<<<<

PR #380, opened 2025-09-25
ref(preprod): clean up duplicate exception logging

trevor-e:
I'm seeing duplicate issues get created, e.g. https://sentry.sentry.io/issues/6901677123/?project=4509667577233409&query=is%3Aunresolved&referrer=issue-stream and https://sentry.sentry.io/issues/6901677118/?project=4509667577233409&query=is%3Aunresolved&referrer=issue-stream

I also went through and got rid of some unnecessary `{e}` printing since the `exc_info` automatically captures that.

### DIFF
--- a/src/launchpad/artifacts/apple/zipped_xcarchive.py
+++ b/src/launchpad/artifacts/apple/zipped_xcarchive.py
@@ -66,7 +66,7 @@ class ZippedXCArchive(AppleArtifact):
             self._plist = plist_data
             return plist_data
         except Exception as e:
-            raise RuntimeError(f"Failed to parse Info.plist: {e}")
+            raise RuntimeError("Failed to parse Info.plist") from e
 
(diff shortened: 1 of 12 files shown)


src/launchpad/artifacts/apple/zipped_xcarchive.py
```diff
@@ -295,8 +295,8 @@ def get_asset_catalog_details(self, relative_path: Path) -> List[AssetCatalogEle
                 data = json.load(f)
 
             return [self._parse_asset_element(item, parent_path) for item in data]
-        except Exception as e:
-            logger.error(f"Failed to get asset catalog details for {relative_path}: {e}")
+        except Exception:
+            logger.exception(f"Failed to get asset catalog details for {relative_path}")
```
trevor-e, line 299: I'll remove the paths in here once we get more users, right now seems worth it to create new issues.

>>>>

Task prompt: All of the data must be returned exactly.

Result of this task:
PR #380, opened 2025-09-25
ref(preprod): clean up duplicate exception logging

trevor-e:
I'm seeing duplicate issues get created, e.g. https://sentry.sentry.io/issues/6901677123/?project=4509667577233409&query=is%3Aunresolved&referrer=issue-stream and https://sentry.sentry.io/issues/6901677118/?project=4509667577233409&query=is%3Aunresolved&referrer=issue-stream

I also went through and got rid of some unnecessary `{e}` printing since the `exc_info` automatically captures that.

### DIFF
--- a/src/launchpad/artifacts/apple/zipped_xcarchive.py
+++ b/src/launchpad/artifacts/apple/zipped_xcarchive.py
@@ -66,7 +66,7 @@ class ZippedXCArchive(AppleArtifact):
             self._plist = plist_data
             return plist_data
         except Exception as e:
-            raise RuntimeError(f"Failed to parse Info.plist: {e}")
+            raise RuntimeError("Failed to parse Info.plist") from e
 
(diff shortened: 1 of 12 files shown)


src/launchpad/artifacts/apple/zipped_xcarchive.py
```diff
@@ -295,8 +295,8 @@ def get_asset_catalog_details(self, relative_path: Path) -> List[AssetCatalogEle
                 data = json.load(f)
 
             return [self._parse_asset_element(item, parent_path) for item in data]
-        except Exception as e:
-            logger.error(f"Failed to get asset catalog details for {relative_path}: {e}")
+        except Exception:
+            logger.exception(f"Failed to get asset catalog details for {relative_path}")
```
trevor-e, line 299: I'll remove the paths in here once we get more users, right now seems worth it to create new issues.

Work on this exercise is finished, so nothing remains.